Ethniqa also features a range of fashion photo shoots, which the editors see as the other great success of the magazine. These are photos featuring Danish women (and some men) with various styles, tastes and ethnic backgrounds, and as the editors describe it “These are photos that could be in any Danish magazine, but they are not.” The editors of Ethinqa want to change that, and in the process change the image that pops into someone’s mind when they think of a Danish woman.

While magasinet Mjølnerparken is a very different project, its goals are not dissimilar to Ethniqa’s. Mjølnerparken is a social housing neighbourhood in the north end of Copenhagen, which the media, and some politicians, have made synonymous with crime and disorder in the city, and more specifically with “immigrant” crime and disorder. The magazine presents a very different view, and one that comes straight from a group of youth who call Mjølnerparken home.

The magazine started as part of a community development project in the neighbourhood, and features … well it features pretty much whatever the youth editorial board what it to. This usually includes updates on events in the neighbourhood, and more general arts and politics updates. When I visited they were working on an issue based on a recent whirlwind trip to Palestine.

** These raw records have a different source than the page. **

PR #4219, opened 2026-07-13
fix(multitable): R13 Lane A — form-submit CREATE/EDIT + attachment-delete now write revisions

zensgit:
## Summary

Per the ratified D-1c design-lock (docs branch `docs/multitable-d1c-form-submit-edit-revision-lock`, §0.5 rulings OD-1..OD-6) and the revision-disposition audit (`/tmp/r13-revision-disposition-audit-20260713.md`), three `meta_records` write sites mutated record data with **no** `meta_record_revisions` row, so `reconstructRecordsAtT` (the primitive under the PIT view / revert / reset) derived existence+data *purely* from revisions and could never see these writes:

- `packages/core-backend/src/routes/univer-meta.ts` — form-submit **CREATE** (`POST /views/:viewId/submit`, no `recordId`)
- same handler — form-submit **EDIT** (`recordId` present; link-field edits fold into this same UPDATE — OD-4 ruled them in scope)
- `packages/core-backend/src/routes/univer-meta.ts` — **attachment-delete** (`DELETE /attachments/:attachmentId`)

**Consequence pre-fix:** a sheet revert/reset to a timestamp after a form edit could silently overwrite the edit with the stale pre-edit value (unrecoverable — no trash row, no prior revision). A record created via form-submit before a Reset-to-T target could be misclassified as "created after T" and destroyed by the reset.

## Fix

Emit `recordRecordRevision(...)` inside the **same transaction** as each mutation (verified real `pool.transaction` with ROLLBACK-on-throw at all 3 sites), mirroring the canonical bulk-PATCH shape (`record-write-service.ts:998`):

| Site | action | source (OD-2) | actorId (OD-3) | snapshot |
|---|---|---|---|---|
| form-submit CREATE | `create` | `public-form` | verbatim (null on anonymous path) | `patch` (full row) |
| form-submit EDIT | `update` | `public-form` | verbatim | full post-merge row (`RETURNING version, data`) |
| attachment-delete | `update` | `rest` | verbatim (always known — route requires `canEditRecord`) | `{...previousData, ...patch}` |

## Proof

New real-DB golden `packages/core-backend/tests/integration/multitable-r13-lane-a-form-revision-realdb.test.ts` (13 tests, wired into both `vitest.config.ts`'s no-DB exclude list and `plugin-tests.yml`'s real-DB run-list), driving the real Express routes end-to-end per site:

1. Revision row correctness (action/source/actor/snapshot)
[...]

PR #4216, opened 2026-07-13
fix(multitable): R13 Lane B — plugin-SDK createRecord/patchRecord write meta_record_revisions

zensgit:
## Summary

Implements **R13 Lane B** per the RATIFIED design-lock `docs/development/multitable-global-history-d1c-form-submit-edit-uncaptured-revision-design-lock-20260712.md` (§0.5, OD-1 lane B) and its audit `/tmp/r13-revision-disposition-audit-20260713.md`.

Two plugin-SDK single-record write sites mutated `meta_records` (data + version bump) but wrote **no** `meta_record_revisions` row:

- `packages/core-backend/src/multitable/records.ts:546` — plugin-SDK `createRecord` (audit A5). `reconstructRecordsAtT` derives existence PURELY from revisions, so a plugin-created record was **absent** from every PIT/revert/reset view forever — and a Reset-to-T meant to *preserve* it instead **destroyed** it (audit §1(c): `computeSheetReset` can't distinguish "created after T" from "created before T but never captured").
- `packages/core-backend/src/multitable/records.ts:507` — plugin-SDK `patchRecord` (audit A2, **reproduced end-to-end** in the design-lock §3 — the "A2 PIT lie"). PIT/revert/reset/History Center kept returning the **pre-patch** value+version at every T after the patch, forever.

### Fix

Emit the revision in the **same transaction** as the mutation, mirroring `record-write-service.ts:998` / `record-service.ts:706,1392`:
- `source: 'plugin'` (OD-2), `actorId: null` (OD-3 — the plugin lane is actor-less by design, consistent with this module's own delete path's `actorId: null` / `deletedBy: null`).
- `snapshot` = the full post-write row (not the raw patch) — a link-field write (`patch[fieldId] = ids`) is captured inside it, consistent with the `meta_links` rows (OD-4).

**Unflagged pure-correctness fix** — no environment flag, mirroring D-1/D-6 precedent.

### Transaction-boundary proof (re-verified, not assumed)

[...]

PR #4245, opened 2026-07-13
fix(multitable): W0 slice ① — form-submit CREATE/EDIT emit public-form revisions (D-1c RATIFIED; attachment split to slice ⑤)

zensgit:
## Summary

Implements **W0 slice ① — form-submit CREATE/EDIT revisions**, per the RATIFIED D-1c design-lock (`docs/development/multitable-global-history-d1c-form-submit-edit-uncaptured-revision-design-lock-20260712.md`, §0.5 OD-1..OD-3, §0.5/§10 routing). §0.6 `HISTORY_INCOMPLETE` landed first (#4234, `64791a356`) and now guards recovery; this slice is the first of the five ruled runtime slices (form → plugin → automation → approval → attachment).

**Sites touched — exactly two, nothing else:**
- **A1 EDIT** — `packages/core-backend/src/routes/univer-meta.ts` (`~L14423`, inside `POST /views/:viewId/submit`, `recordId` branch)
- **A6 CREATE** — same handler, `~L14470` (no-`recordId` branch)

No attachment code, no plugin/automation/approval code, no OD-6 guard code was touched.

## The defect this closes

Both branches raw-mutated `meta_records` with **no `meta_record_revisions` row**, so `reconstructRecordsAtT` (the PIT view / revert / reset primitive, which derives existence+data purely from revisions) never saw these writes:
- EDIT: a sheet revert/reset to a T **after** a member's form edit would silently overwrite the edit with the stale pre-edit value — irrecoverably.
- CREATE: a Reset-to-T at any T after an uncaptured create could not distinguish "created after T" from "created before T but never captured", and would **destroy** a record legitimately present at T (§0.5's corrected CREATE risk).

## Fix

`recordRecordRevision(...)` emitted **inside the same `pool.transaction`** the route already runs in (verified, not assumed — see mutation results below):

- **EDIT**: `action:'update'`, `source:'public-form'` (OD-2 — names the form *surface*, not the actor's auth level), `actorId: getRequestActorId(req)` (always known — this branch is authenticated-only), `snapshot` = the **full post-merge row** (`RETURNING version, data`, not the patch).
- **CREATE**: `action:'create'`, `source:'public-form'`, `actorId: createActorId` verbatim (**`null`** on the true-anonymous path — OD-3, never fabricated), `snapshot: patch` (a create's data IS the patch).

**Required fix No. 3 — zero-row `RETURNING` fail-closed** (the review's latent P1, same class as the plugin-lane gap #4216 still needs): the EDIT branch's `SELECT ... FOR UPDATE` already locks+confirms the row exists inside this transaction, so a concurrent delete from another transaction is not expected to be reachable — but the `UPDATE`'s `RETURNING` is checked for zero rows regardless, and throws `NotFoundError` (fail-closed, not open) rather than falling through to write a spurious `update` revision for a record that's no longer there. `meta_record_revisions.record_id` carries no FK, so an unguarded write would silently persist and could resurrect a deleted record via reconstruction — this is why it's load-bearing even though today's `FOR UPDATE` makes the race itself unreachable (defense-in-depth against a future refactor that drops the lock).

## Recycled vs. changed from Draft #4219

Recycled the same-txn snapshot shape and real transaction-boundary reasoning from `claude/r13-lane-a-form-revision-fix` (#4219, left untouched/Draft as instructed). Rebuilt as a **fresh, form-only** implementation + golden file rather than cherry-picking, per the owner's required fixes:
1. **Attachment-delete (A8) split out entirely** — not present anywhere in this diff; that's slice ⑤.
2. `source='public-form'` on both branches (already correct in the draft's form hunks; the "wrong source" finding was specifically the draft's A8 attachment site using `'rest'`, which is moot here since A8 isn't touched).
3. **Zero-row fail-closed + concurrent-delete golden** — new, not present in the draft.

## Goldens — `packages/core-backend/tests/integration/multitable-d1c-form-submit-revision-realdb.test.ts` (12 tests, real Postgres 14)

| Proof obligation (design-lock §0.5) | Golden(s) |
|---|---|
| Real entry-point golden | Both sites driven through the real `univerMetaRouter()` + `POST /views/:viewId/submit`, not hand-rolled SQL |
| Same-txn `recordRecordRevision` with FULL snapshot | CREATE + EDIT correctness tests; G4 two-field merge-trap (edits one field, asserts the untouched field survives in the snapshot — pins `snapshot: data`, not `snapshot: patch`) |
| PIT-correct after fix | `reconstructRecordsAtT` returns post-create / post-edit data+version (was pre-edit/absent) |
| Failure rolls back (no half-write) | Per-site atomicity tests (trigger-injected failure into the revision INSERT ⇒ whole txn rolls back) |
| `source` asserted = `'public-form'` | Both sites; mutation-tested (see below) |
| Transaction-boundary re-verified for this slice | Mutation-tested directly against `pool.transaction` (see below) — not assumed |
| Concurrent-delete golden (required fix No. 3) | New: a `BEFORE UPDATE` trigger returning `NULL` suppresses the row-update for one specific record, deterministically reproducing the zero-row `RETURNING` condition (a genuine two-connection race is provably unreachable here — the `FOR UPDATE` lock already serializes it — so this simulates the *observable consequence* directly); asserts the response is `404` and **exactly 1 revision** (the original create) exists, no spurious `update` |
| OD-4 (link ids in `data`) | Minimal, explicitly-scoped test: a link-field edit's ids land in the revision snapshot as ordinary `data` — comment explicitly states edge-level `meta_links` history is a SEPARATE, still-unsolved lock, NOT claimed or tested here (this was tightened from an earlier draft's "real revert reproduces meta_links edges" framing, which read as overclaiming edge-level completeness) |

**Two-point wiring** (`packages/core-backend/vitest.config.ts` exclude list + `.github/workflows/plugin-tests.yml` real-DB run-list) — proved it bites: removing the `vitest.config.ts` exclude entry made the file get silently **skip-greened** (`1 skipped`, not run) in the default no-DB job; restored.

## Mutation results (all reverted via `git checkout --` after commit; DB container `ms2-d1c1-pg` removed after)

| Mutation | Result |
|---|---|
| EDIT `source: 'public-form'` → `'rest'` | 1/12 reds exactly the EDIT source-asserting golden |
| CREATE `source: 'public-form'` → `'rest'` | 2/12 reds (source golden + CREATE atomicity, whose fault-injection trigger keys off `source='public-form'`) |
| Zero-row guard: remove the `throw NotFoundError` | Concurrent-delete golden reds: `200` instead of `404` (spurious success) |
| `snapshot: normalizeJson(data)` → `snapshot: patch` (EDIT) | G4 merge-trap reds directly; cascades to redden a later revert-preview test via §0.6's sheet-wide content-mismatch precheck (expected — a real content mismatch, caught twice) |
| Delete EDIT's `recordRecordRevision(...)` call entirely | 5/12 reds (all EDIT-site goldens) |
| Delete CREATE's `recordRecordRevision(...)` call entirely | 8/12 reds (CREATE-site goldens directly + downstream EDIT goldens whose fixture depends on `createMemberRecord`'s CREATE call landing a v1 revision) |
| **Transaction boundary**: neutered `pool.transaction`'s `BEGIN`/`ROLLBACK` in `connection-pool.ts` | 3/12 reds: **both** atomicity goldens (CREATE leaves 1 leftover half-written record instead of 0; EDIT's injected-failure edit value persists instead of rolling back) + 1 cascading revert-preview failure via §0.6. Direct proof the route's atomicity depends on the real transaction wrapper, not assumed. |
| Rank-8 lock-disposition marker: removed `// lock-guarded: form-submit EDIT (B2)` above the EDIT `UPDATE` | `tests/unit/multitable-record-lock-guard.guard.test.ts` reds exactly on that site (`univer-meta.ts:14456`, disposition `null`) |

## §0.6 interaction

No §0.6 code or goldens (`history-integrity-precheck.ts`, `multitable-history-incomplete-precheck-realdb.test.ts`) were modified. §0.6 does interact functionally: its sheet-scope precheck now correctly **passes** revert/reset-preview for records created/edited via the form path, because they carry matching revisions — this is the exact pollution this slice closes. One fixture note: my new golden's `LINK_TARGET_1` seed record (a plain link target, not part of the flows under test) had to be seeded with a matching `recordRecordRevision` call, or §0.6's sheet-wide precheck would 409-refuse every `revert-preview`/`reset-preview` call in the file on account of that one unrevisioned seed row — flagging this per the task's instruction to report any §0.6-interaction-driven fixture change (this is a new fixture in a new file, not an edit to an existing §0.6 golden).

## Also touched (defensive, not required)

Two mock-based specs got a no-op `INSERT INTO meta_record_revisions` handler added so this change doesn't add a new failure mode to them:
- `packages/core-backend/tests/integration/multitable-record-form.api.test.ts`
- `packages/core-backend/tests/integration/multitable-sheet-permissions.api.test.ts`

**Neither file is wired into any `plugin-tests.yml` step today** (confirmed by grep — a pre-existing, unrelated gap: `multitable-record-form.api.test.ts`'s two submit-path tests already fail on current `origin/main` before this change, on an unrelated missing `pg_advisory_xact_lock` mock handler from `acquireAutoNumberSheetWriteLock`). Verified this is not a regression: same failure, same line, with or without this PR's changes (tested via `git stash`). Out of scope for this slice; noted for visibility. `multitable-sheet-realtime.api.test.ts` (the one of the three that IS wired into CI) already had a working `INSERT INTO meta_record_revisions` no-op and needed no change — its 3 tests pass.

## Test evidence

- `tsc --noEmit`: clean.
- Full real-DB suite (the exact 197-file `plugin-tests.yml` "Run multitable real-DB integration" list, real Postgres 14, CI's `MIGRATION_EXCLUDE`): **197 files / 1751 passed, 2 skipped, 0 failed**.
- Full no-DB suite (`pnpm --filter @metasheet/core-backend test` equivalent): **466 files / 6409 passed, 180 skipped (expected DB-gated exclusions), 0 failed**.
- New golden file standalone: **12/12 passed**.
- `tests/unit/multitable-record-lock-guard.guard.test.ts`: **4/4 passed** (and mutation-proven above).

## Explicitly UNTOUCHED

- **Attachment (A8 / slice ⑤)** — `univer-meta.ts:15693`, `multitable-attachments.api.test.ts` — zero changes.
- **Plugin (A2/A5), automation (A3/A4), approval (A7)** — zero changes; those are slices ②③④.
- **OD-6 revision-disposition guard** (#4227) — not touched; still Draft, lands last per the routing.
- **§0.6 `HISTORY_INCOMPLETE`** (#4234, already on `main`) — precheck code and its goldens (G-HI-1..4) — zero changes.
- **`docs/development/multitable-global-history-d1c-form-submit-edit-uncaptured-revision-design-lock-20260712.md`** — the design-lock itself — zero changes.

## Not merged, not armed

Per instructions — opened as a normal PR for review. No auto-merge, no `--admin`, no keep-sync arming.

refs #4187 (D-1c design-lock, RATIFIED 2026-07-13)


zensgit:
## Adversarial review — VERDICT: MERGE_CLEAN (scoped to head `fa4f4545e`)

Refute-first pass against a fresh worktree off the PR ref + real Postgres 15 (CI's `MIGRATION_EXCLUDE`), running the golden via `--config vitest.integration.config.ts` exactly as `plugin-tests.yml`. No P1/P2. One NIT (a single transient test flake; baseline 5/5 stable).

### Scope — tight
Only `univer-meta.ts` is production source, and only the two ruled branches (A1 EDIT `~14456`, A6 CREATE `~14543`). Confirmed **not** touched: attachment-delete A8 (`:15693`), plugin `records.ts`, automation, the OD-6 guard (#4227), §0.6 `history-integrity-precheck.ts` + its goldens, and the design-lock doc. Other files are wiring (`plugin-tests.yml`, `vitest.config.ts`) + the new golden + two inert mock specs.

### Load-bearing checks (all mutation-reproduced, restored after)
- **Full snapshot (crux):** EDIT `snapshot = normalizeJson(RETURNING …, data)` = FULL post-merge row (matches healthy `record-write-service.ts:992-1008`); CREATE `snapshot = patch` = full create row (matches `record-service.ts:715`). `snapshot: patch` on EDIT reds the G4 merge-trap **and** the §0.6 destructive-leg — the field-projection false-positive §0.6 was built around is not reintroduced. `snapshot: {}` on CREATE reds 4 CREATE/PIT goldens (symmetry).
- **PIT-correct:** deleting the EDIT revision → 5/12 red incl. the reconstruct golden falling back to the pre-edit value (the D-1c bug).
- **Atomicity real:** both `recordRecordRevision(query, …)` calls are inside `pool.transaction` on the txn-scoped `query`. Neutering `BEGIN` in `connection-pool.ts` reds both atomicity goldens + §0.6 cascade (3/12). Not assumed.
- **Concurrent-delete:** race is genuinely unreachable today (`SELECT … FOR UPDATE` at 14435; pre-existing delete hits `NotFoundError` at 14439) → guard is defense-in-depth. Removing the zero-row `throw NotFoundError` reds the golden (200 vs 404).
- **Source + actor (OD-2/OD-3):** `source='public-form'` both branches (EDIT→`'rest'` reds); anon CREATE `actorId=null`, never fabricated; EDIT is authenticated-only because anon EDIT is blocked upstream at 14233-14238 (400) so `getRequestActorId` is non-null.
- **OD-4:** link ids fold into `patch` (14339/14356) → captured in `snapshot` as data; golden explicitly disclaims edge-level `meta_links` completeness. Not overclaimed.

### Two implementer-flagged items — adjudicated
- **LINK_TARGET_1 seed revision:** legitimate capture-complete fixture (§0.6 legitimately 409s any unrevisioned live row on the scanned sheet), not a workaround hiding anything.
- **No-op revision mocks** in the two `.api.test.ts` files: both are excluded from the no-DB job (`vitest.config.ts:286/296`) **and** absent from every workflow → run in no CI step → genuinely inert, cannot mask.

### Also
- Two-point wiring bites both ways: removing the `vitest.config.ts` exclude → golden `12 skipped` (skip-green) in the no-DB lane; every integration-config run passes an explicit file list so the `plugin-tests.yml` run-list entry is load-bearing.
- Rank-8 marker at `univer-meta.ts:14455` load-bearing (removal reds the guard at `:14456`, disposition null). `tsc --noEmit` clean. Golden 12/12 (5/5 stable); neighbours 22/22.

### NIT — one transient flake
The A6 `reconstructRecordsAtT after the create` golden flaked RED once during a mutation run, then passed; baseline is 5/5 stable. The flaked assertion (`exists:false` on a just-created record) is arithmetically impossible from the boundary math (`asOf = created_at + 5ms`), so it is environmental (pool/settle hiccup), not a product race. Failure direction is false-RED, so it cannot hide a regression — just flag so an occasional CI red isn't a surprise.

Full report: `/tmp/pr4245-review-claude-20260713.md`

*Reviewed at head `fa4f4545e5d98daf7f60a05d2ee226b417040246`. Review only — no merge/push/arm.*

The Mjølnerparkens in the general media, and in this magazine are two very different places, and as the youth describe they don’t really recognize the mainstream media version. There are challenges in their community, they know that, but they still feel these are misrepresented. Plus, as we joked what would the news look like if someone filed a report every time a kid did drugs in the tony Østerbro neighbourhood?

For the most part Mjølnerparken is a safe home for these youth, and a space where they feel free to create their own version of Danishness, by combining the best of the many cultures in which they are immersed.

visbility 3 – underexposure

visibility 2 – overexposure

Immigration continues to be described as a problem in need of solution, and people identified as immigrants are in many ways the key problem. But who exactly are these immigrants? The obvious answer might seem to be people that moved from another country, but in both popular and official discussions immigrant is an increasingly raced and classed term used synonymously with ideas of disorder, radicalization, lack of achievement and criminalization.

But the flip-side is that international migration is also a part of economic globalization, and attracting economic elites to your cities is an important part of selling them to international capital. So there is a need for a whole other set of words and stories to describe this group of people who might have immigrated, but are certainly not immigrants. The idea of ex-pats, or immigrants from Western countries are the terms I’ve seen in Denmark. And in Canada there is an increasing differentiation between entrepreneurial or economic class immigrants as opposed to say family reunion or refugee classes.

As is so often the case, these more abstract and structural questions come together to impact the everyday lives of real people. The disproportionate amount of attention given to the supposed immigrant problem leads to a situation where everyone who fits the image of an immigrant gets treated as though they are part of a problem.

We see this in the Toronto police disproportionately stopping Black and Brown youth for questioning. We see this when majority residents decide to avoid moving into certain neighbourhoods. We see it in the difficulties of ethnic minority residents in gaining employment. And we even see it in the murder of a woman in her own home. Artist and sociologist Nabaz Anwars articulates this challenge in his own job seeking campaign including posters plastered over the city asking potential employers “Tør du … ansætte mig?” –  “Do you dare … hire me?”

While this kind of othering  – creating us-them categories with real social, political and economic consequences – is certainly not new, there is a lot of energy being expended right now to make access to receiving societies more difficult, while simultaneously promoting and publicizing the notion that immigrants are simply unwilling to join in.